• Work instructions
Your answer should be the exact lines of the data below from the one containing "### LINKED ISSUE" through the one containing "(diff shortened: 1 of 1 files shown)"; please include nothing else.

• Source data
PR #4718, opened 2022-09-28
Update check: hide button if no url

### LINKED ISSUE #4716: [3.8.0-rc.2]: Update check - don't show "version info" button when no info
Currently, the button gets only disabled. Which is rather confusing as one has only one dropdown open and can't quite realise the difference between active/disabled right away. Button should simply be hidden when not available.

Screenshot 2022-09-28 at 19 34 25

distantnative:
### Fixes
- https://github.com/getkirby/kirby/issues/4716

Screenshot 2022-09-28 at 19 53 45

Screenshot 2022-09-28 at 19 53 41

### DIFF
--- a/panel/src/components/Layout/TableUpdateStatusCell.vue
+++ b/panel/src/components/Layout/TableUpdateStatusCell.vue
@@ -32,11 +32,7 @@
 					</div>
 				</dl>
 
-				<k-dropdown-item
-					:disabled="value.url === null"
-					icon="open"
-					:link="value.url"
-				>
+				<k-dropdown-item v-if="value.url" icon="open" :link="value.url">
 					{{ $t("versionInformation") }}
 				</k-dropdown-item>
 			</k-dropdown-content>
@@ -85,8 +81,6 @@ export default {
 
 .k-plugin-info {
 	padding: 1rem;
-	border-bottom: 1px solid var(--color-gray-700);
-	margin-bottom: 0.5rem;
 	width: 20rem;
 }
 .k-plugin-info div {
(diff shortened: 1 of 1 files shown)


lukasbestle:
Not sure TBH. We disable buttons throughout the UI for any feature that is possible but currently not available.

A missing button is IMO more confusing than helpful. A user may think "wait a second, wasn't there a button recently? Why is it gone?" without realizing that other plugins may have that button. Hiding buttons is certainly a possibility, but it's confusing because we don't do it anywhere else.

distantnative:
I literally tried to click a disabled button for 15 seconds and thought Vue was broken, because I didn't at all realise its state could be disabled. A user does not have the background knowledge that these buttons can be presented enabled/disabled. Due to the nature of the dropdown a user also only sees one button at a time. Our disable state is not recognisable as disabled on top of a black background if you only see one disabled button with no comparison to an enabled styling.

We might want to solve this differently. But the current UI is a very broken UX.

lukasbestle:
Yeah, that makes sense. I'm not against the change, let's see what the others think.

afbora:
> I literally tried to click a disabled button for 15 seconds and thought Vue was broken, because I didn't at all realise its state could be disabled.

Same 🙈 I already thought of suggesting this but then gave up. Now I totally agree with @distantnative 👍

bastianallgeier:
I think it makes a lot of sense here to remove the button entirely. Related question but for a different PR: why don't we link to the 1.0.0 version in the example above?

bastianallgeier (approved):

lukasbestle:
> Related question but for a different PR: why don't we link to the 1.0.0 version in the example above?

@bastianallgeier Because we don't know the repo URL for that (no data on getkirby.com).

bastianallgeier:
Ah, that makes sense.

• Response area
### LINKED ISSUE #4716: [3.8.0-rc.2]: Update check - don't show "version info" button when no info
Currently, the button gets only disabled. Which is rather confusing as one has only one dropdown open and can't quite realise the difference between active/disabled right away. Button should simply be hidden when not available.

Screenshot 2022-09-28 at 19 34 25

distantnative:
### Fixes
- https://github.com/getkirby/kirby/issues/4716

Screenshot 2022-09-28 at 19 53 45

Screenshot 2022-09-28 at 19 53 41

### DIFF
--- a/panel/src/components/Layout/TableUpdateStatusCell.vue
+++ b/panel/src/components/Layout/TableUpdateStatusCell.vue
@@ -32,11 +32,7 @@
 					</div>
 				</dl>
 
-				<k-dropdown-item
-					:disabled="value.url === null"
-					icon="open"
-					:link="value.url"
-				>
+				<k-dropdown-item v-if="value.url" icon="open" :link="value.url">
 					{{ $t("versionInformation") }}
 				</k-dropdown-item>
 			</k-dropdown-content>
@@ -85,8 +81,6 @@ export default {
 
 .k-plugin-info {
 	padding: 1rem;
-	border-bottom: 1px solid var(--color-gray-700);
-	margin-bottom: 0.5rem;
 	width: 20rem;
 }
 .k-plugin-info div {
(diff shortened: 1 of 1 files shown)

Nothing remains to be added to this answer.